Tuesday, December 21, 2010

Hot coals burn under India's red carpet

Despite his charm offensive that looks like a remix of the India-China friendship chant hummed more than five decades back, Chinese Premier Wen Jiabao's second Indian trip ended last week with many nice words, bumper trade deals, but hardly anything else otherwise.

At the end of his three-day Indian sojourn, Wen reiterated what he told Indian Prime Minister Manmohan Singh during his trip to Beijing in 2008; that India and China relations have "transcended beyond their bilateral dimension and have acquired global and strategic significance".

"Our ties have gone beyond bilateral scope and assumed global responsibility. When China and India have a heart-to-heart
conversation, the whole world will listen, and we have reason to be proud of that," Wen said in a public meeting India after concluding his meeting with Manmohan. "Our endeavors have caught the attention of the world. The world is undergoing major development and changes, we should seize the opportunity and lose no time in deepening our ties."

Beyond those refreshing words and an ambitious trade target, however, Wen's second India trip made little breakthrough in resolving the prickly issues dogging their relationship in the recent years.

There was no clear support on India's ambition to become a permanent member of the UNSC [United Nations Security Council]; no expressed sympathy of the 26/11 terror attacks [on Mumbai]; no mention Pakistan's involvement in exporting terrorism; and no firm assurance on disputing the outstanding border issues.

According to experts, these issues are significant as far as India-China relationship is concerned.

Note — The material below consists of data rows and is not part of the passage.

PR #1514, opened 2026-07-10
Fail fast when the generation thread stops

dogukanveziroglu:
If the generation thread crashes, the HTTP server currently stays up but can no longer answer completion requests. This change makes requests fail quickly, returns 503 from /health, and closes active streams with an error so a supervisor can safely restart the process.

Addresses #1505 and complements #1513


dogukanveziroglu:
I guess this is not a priority so I am closing this PR for pushing another one.

PR #1770, opened 2026-08-21
Add AI usage policy

zcbenz:
This is basically the same with https://github.com/ml-explore/mlx/pull/4331 in MLX repo, with an additional pull request template on adding models to help us verify the correctness of implementation.


nastya236 (approved):
Amazing!

PR #1778, opened 2026-08-24
Make "state" of cache return full state

### LINKED ISSUE #1250: BatchRotatingKVCache: rotated=False reloads as True from saved prompt cache

### LINKED ISSUE #1384: Gemma 3n: mlx_lm.server returns garbage output (shared-KV layers incompatible with batched cache)

zcbenz:
Make padded kv cache return raw keys/values/offset in `state`, so they would still be padded after restoration, which is required for optimized sdpa kernels to kick in.

A few more refactoring to make this happen:
* Make `load/save_prompt_cache` recognize scalars in cache state and do automatic serialization/deserialization, so it is possible to return scalars in `state` and get rid of `meta_state`.
* Add a `keys_and_values()` method to return sliced keys/values, instead of relying on internal state of `state` property.

As a side effect also fixes https://github.com/ml-explore/mlx-lm/issues/1250, fixes #1384.

### DIFF
--- a/mlx_lm/models/cache.py
+++ b/mlx_lm/models/cache.py
@@ -52,12 +52,29 @@ def save_prompt_cache(
         metadata (Dict[str, str]): Optional metadata to save along with model
             state.
     """
-    metadata = {} if metadata is None else metadata
-    cache_data = [c.state for c in cache]
-    cache_info = [c.meta_state for c in cache]
-    cache_data = dict(tree_flatten(cache_data))
+    scalars = [""]  # must be non-empty otherwise tree_flatten drops it
+
+    # Convert scalars to mx.array so they can be serialized
+    def map_data(item):
+        i, data = item
+        if isinstance(data, mx.array):
+            return item
+        elif isinstance(data, (int, float, bool)):
+            scalars.append((i, "scalar"))
+            return (i, mx.array(data))
+        elif isinstance(data, str):
+            scalars.append((i, "string"))
+            return (i, mx.array([c for c in data.encode("utf-8")]))
+        elif data is None:
+            scalars.append((i, "none"))
+            return (i, mx.array([]))
+        else:
+            raise ValueError(f"Model state is not serializable: {data}")
+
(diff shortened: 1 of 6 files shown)


zcbenz:
@michalk8 Can you do a review of this PR?

mlx_lm/models/cache.py
```diff
@@ -73,13 +91,20 @@ def load_prompt_cache(file_name, return_metadata=False):
...
-        globals()[c].from_state(state, meta_state)
-        for c, state, meta_state in zip(classes, arrays, info)
-    ]
+    metadata, classes, scalars = cache_metadata
+    for pos, type in scalars[1:]:
+        array = arrays[pos]
+        if type == "scalar":
+            arrays[pos] = array.item()
+        elif type == "string":
+            arrays[pos] = "".join(chr(i) for i in array.tolist())
```
michalk8, line 103: `bytes(array.tolist()).decode("utf-8")`, this breaks on, e.g.:

```python
x = 'café'
print("".join(chr(i) for i in x.encode('utf-8')))  # cafÃ©
```

michalk8 (changes requested):
Just the one comment for string serialisation, otherwise LGTM!

mlx_lm/models/cache.py
zcbenz: I changed to use `[ord(char) for char in data]` which should work universally.

michalk8 (approved):
LGTM from my side!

Even as the two countries once claimed that that they been natural friends for decades - ever since the then Indian prime minister Jawaharlal Nehru and his Chinese counterpart Mao Zedong coined the phrase "Hindi-Chini Bhai Bhai" (brothers) - there has been a long legacy of tensions.

In 1962 for instance, the two countries has fought a brief war over their shared 3,500 kilometer border. Decades on, that conflict has raised its ugly head several times.

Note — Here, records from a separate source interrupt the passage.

PR #1779, opened 2026-08-24
Remove dead code in generate.py

zcbenz:
The `_make_cache` is unused and `_make_new_cache` is the same with `make_prompt_cache`.


nastya236 (approved):

nastya236:
THanks, it was a lot of dead code..

PR #1781, opened 2026-08-24
Proposal: Add --prefill-step-size also to mlx_lm.generate and mlx_lm.chat for speed/memory usage trade-off

davidparkercoder:
## Summary

`prefill_step_size` is the largest lever on peak memory during long-prompt prefill, but it is only reachable from the command line on two of the four entry points. #943 added `--prefill-step-size` to `mlx_lm.server` and
`mlx_lm.benchmark`. `mlx_lm.generate` and `mlx_lm.chat` still hardcode the 2048 default, so a user who runs either of those has no way to set it short of writing Python.

This adds the same flag to both, with the same name, type and default.

## Why it matters

Measured on an M5 Max 128 GB, mlx-lm 0.31.3, macOS 26.6.1, `mlx-community/Qwen3.8-27B-4bit`, at a full 128K context:

| prefill step size | peak GB | generation tok/s | prefill tok/s |
|---|---|---|---|
| 2048 (default) | 39.78 | 21.31 | 431.5 |
| 1024 | 32.26 | 21.37 | 438.1 |
| 512 | 28.54 | 21.40 | 438.9 |
| 256 | 26.52 | 21.29 | 418.5 |

Going from 2048 to 512 drops peak memory by 11.2 GB, or 28%, at a 128K context.

## Changes

- `mlx_lm/generate.py`: add `DEFAULT_PREFILL_STEP_SIZE`, add the
  `--prefill-step-size` argument, and pass it through to `generate`.
- `mlx_lm/chat.py`: same, passed through to `stream_generate`.
- `tests/test_generate.py`: parser tests for the default and an override.
- `tests/test_chat.py`: extend the existing all-args test and add a default test.
- `README.md`: document the flag under "Long Prompts and Generations".

No behaviour changes when the flag is not passed. Both entry points keep the existing 2048 default, and the plumbing is a keyword argument that `generate_step` already accepts.

## Verification

```
python -m unittest test_chat test_generate.TestGenerateArgs
Ran 7 tests in 0.014s
OK
```

Confirmed end to end that the value reaches `generate_step`: with `--prefill-step-size 8` it receives 8, and with the flag absent it receives 2048.

### DIFF
--- a/README.md
+++ b/README.md
@@ -200,11 +200,18 @@ Face Space.
 
 - A rotating fixed-size key-value cache.
 - Prompt caching
+- A configurable prefill step size
 
 To use the rotating key-value cache pass the argument `--max-kv-size n` where
 `n` can be any integer. Smaller values like `512` will use very little RAM but
 result in worse quality. Larger values like `4096` or higher will use more RAM
 but have better quality.
+
+Long prompts are read in steps, and the step size sets how many prompt tokens
+are processed at once. Smaller steps use less peak memory while the prompt is
+read, at some cost to prompt processing speed. To change it pass
+`--prefill-step-size n`. The default is `2048`, and `mlx_lm.generate`,
+`mlx_lm.chat`, `mlx_lm.server` and `mlx_lm.benchmark` all accept it.
 
 Caching prompts can substantially speedup reusing the same long context with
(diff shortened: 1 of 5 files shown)


RohanGautam:
Lgtm! Useful improvement.

nastya236 (approved):
Looks great, thank you!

In past year though there have been some added thorns. Last year for instance, China's practice of issuing visas to people from Indian-administered Kashmir on separate pieces of paper met with intense disapproval from India since China offered the standard visas to other Indians. Since China still hasn't given any explanation for that move, in India it was perceived as China's tacit acceptance of Kashmir as a separate state.

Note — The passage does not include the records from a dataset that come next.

PR #1787, opened 2026-08-26
Stop gradients through Qwen3 MoE expert-routing indices

### LINKED ISSUE #1786: [BUG] Qwen3 MoE LoRA backward fails through discrete expert-routing indices
## Summary

LoRA fine-tuning of `Qwen3-30B-A3B-Instruct-2507` in MLX 4-bit format fails deterministically on the first backward pass:

```text
ValueError: [gather_axis] Cannot calculate VJP with respect to indices.
```

Inference and validation forward passes succeed. The failure also occurs with `grad_checkpoint: false`, so gradient checkpointing is not the cause.

## Environment

- macOS 26.6.2, arm64
- Apple M3 Ultra, 256 GiB unified memory
- Python 3.12.14
- MLX 0.32.2
- MLX-LM 0.31.3
- model: `lmstudio-community/Qwen3-30B-A3B-Instruct-2507-MLX-4bit`
- fine-tuning type: LoRA
- trainable layers: 1
- batch size: 1
- maximum sequence length in the minimal reproduction: 128

The relevant Qwen3 MoE code is unchanged on current `main` at `74e7cf931e84ef7c2f63e875adf414e20decc1c5`.

## Root cause

`Qwen3MoeSparseMoeBlock.__call__` computes integer expert indices from differentiable router scores:

```python
inds = mx.argpartition(gates, kth=-k, axis=-1)[..., -k:]
scores = mx.take_along_axis(gates, inds, axis=-1)
y = self.switch_mlp(x, inds)
```

The indices remain on the automatic-differentiation path. During backward propagation, MLX consequently requests a VJP with respect to the discrete indices and raises.

This is the Qwen3 MoE routing site. It is distinct from the DSA sparse-attention indexer discussed in #1449 and #1452, although the underlying non-differentiable-index problem is analogous to ml-explore/mlx#3787.

## Proposed fix

Detach the discrete expert selection immediately after `argpartition`:

```python
inds = mx.argpartition(gates, kth=-k, axis=-1)[..., -k:]
inds = mx.stop_gradient(inds)
```

The selected scores and model activations remain differentiable. The change has identity forward semantics and prevents autograd from requesting a gradient for an integer selection.

## Validation

With the change applied to current `main`:

- a one-step real-model LoRA run succeeds with gradient checkpointing enabled;
- a twenty-step run succeeds with checkpointing enabled and 1,736-token inputs;
- validation runs at iterations 1, 5, 10, 15 and 20 complete;
- adapters save at iterations 10 and 20 and the final adapter reloads for generation;
- tiny-model regression tests pass both with and without MLX-LM gradient checkpointing;
- `tests/test_finetune.py` and the two new tests pass together: 18 passed;
- Black and isort pre-commit hooks pass on both changed files.

The longer run uses disposable repeated text to exercise the training path. Its falling loss is not a model-quality result.

nicejazzburger:
## What

Stops gradients through the integer top-k expert indices produced in `Qwen3MoeSparseMoeBlock`.

## Why

The indices derive from differentiable router scores and are consumed by `take_along_axis` and `SwitchGLU`. Without an explicit barrier, LoRA backward propagation asks MLX for a VJP with respect to the indices and fails with:

```text
ValueError: [gather_axis] Cannot calculate VJP with respect to indices.
```

Integer expert selections are non-differentiable. `mx.stop_gradient(inds)` preserves the forward computation while preventing the invalid gradient request. Router scores and model activations remain differentiable.

## Tests

Adds `tests/test_qwen3_moe_gradients.py`, which constructs a small one-layer Qwen3 MoE model and verifies finite backward propagation:

- without gradient checkpointing;
- with MLX-LM gradient checkpointing.

Validation completed on current `main`:

```text
black....................................................................Passed
isort....................................................................Passed
..................                                                       [100%]
18 passed
```

The change also completed one-step and twenty-step checkpointed LoRA smoke runs on `Qwen3-30B-A3B-Instruct-2507-MLX-4bit`, including adapter save and reload. The longer run used 1,736-token disposable inputs.

Fixes #1786

Related: ml-explore/mlx#3787, #1449, #1452


zcbenz (commented):
Can you move the test to `tests/test_tuner_trainer.py`?

zcbenz (approved):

Later India retaliated by refusing to allow a Chinese diplomat to visit its troubled northeastern state of Manipur for a lecture, while bilateral ties received its severest blow in August, when in a "tit-for-tat diplomacy" China refused a visa to a Kashmir-based general.

Beijing's cooperation with India's troubled neighbor Pakistan on missile development, cross-border infrastructure and a deep-water port have been issues that prick New Delhi.

China too is strongly critical about India providing exile to the Tibetan spiritual leader the Dalai Lama, and claims that India's north-eastern state of Arunachal Pradesh as its own.

Besides say sources from the Indian industry lobby Confederation of Indian Industry (CII), even as bilateral trade has been booming, India hasn't really benefited as much as it should have.

Experts say even as India has a negative trade balance of over $19 billion with China, the new trade target speaks volumes for the maturity with which the two countries have managed to separate their business from politics.

Deals valued at over $16 billion - and numbering more than 48 - were signed in the areas of power, telecom and financial sectors, dwarfing the $10 billion bilateral trade deals - $10 billion-India signed US President Barack Obama just a few weeks earlier.

China also agreed to help India reduce its trade deficit by removing trade barriers, and supporting Indian participation in its national and regional trade fairs, enhance exchange and cooperation of pharmaceutical supervision and expedite completion of negotiations on agriculture products.

This is why, even as Wen's India trip has left many expectations (from the Indian side at least) unfulfilled, according to Gang, it has been significant for achieving something much bigger. "The most important outcome of the premier's visit has been that it has taken the India-China relationship to another level and has set a new base for enhanced mutual trust and further cooperation," he said.